PR #1983, opened 2018-07-30
Change soft assert from no to valid python

pr33thi:
To work with this code:
https://github.com/dimagi/commcare-cloud/pull/1980#pullrequestreview-141720653


environments/echis/public.yml
```diff
@@ -61,7 +61,7 @@ localsettings:
   EMAIL_SMTP_HOST: 'smtp.gmail.com'
   EMAIL_SMTP_PORT: 587
   EMAIL_USE_TLS: yes
-  ENABLE_SOFT_ASSERT_EMAILS: no
+  ENABLE_SOFT_ASSERT_EMAILS: False
```
dannyroberts: These two are the same. (`no` is a boolean literal equivalent to `False` in YAML: see https://docs.ansible.com/ansible/2.4/YAMLSyntax.html)

pr33thi: Ok, in that case I'll close out this PR

PR #1986, opened 2018-07-31
updates to copy command

snopoke:
* setup auth between target and source hosts
* allow specifying target user
* allow excluding files from source


kaapstorm:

================================

→ **Task**
Exactly the lines from the one containing "To work with" through the last line of the material above are to be returned, with nothing else.

→ **Exercise answer**
To work with this code:
https://github.com/dimagi/commcare-cloud/pull/1980#pullrequestreview-141720653


environments/echis/public.yml
```diff
@@ -61,7 +61,7 @@ localsettings:
   EMAIL_SMTP_HOST: 'smtp.gmail.com'
   EMAIL_SMTP_PORT: 587
   EMAIL_USE_TLS: yes
-  ENABLE_SOFT_ASSERT_EMAILS: no
+  ENABLE_SOFT_ASSERT_EMAILS: False
```
dannyroberts: These two are the same. (`no` is a boolean literal equivalent to `False` in YAML: see https://docs.ansible.com/ansible/2.4/YAMLSyntax.html)

pr33thi: Ok, in that case I'll close out this PR

PR #1986, opened 2018-07-31
updates to copy command

snopoke:
* setup auth between target and source hosts
* allow specifying target user
* allow excluding files from source


kaapstorm:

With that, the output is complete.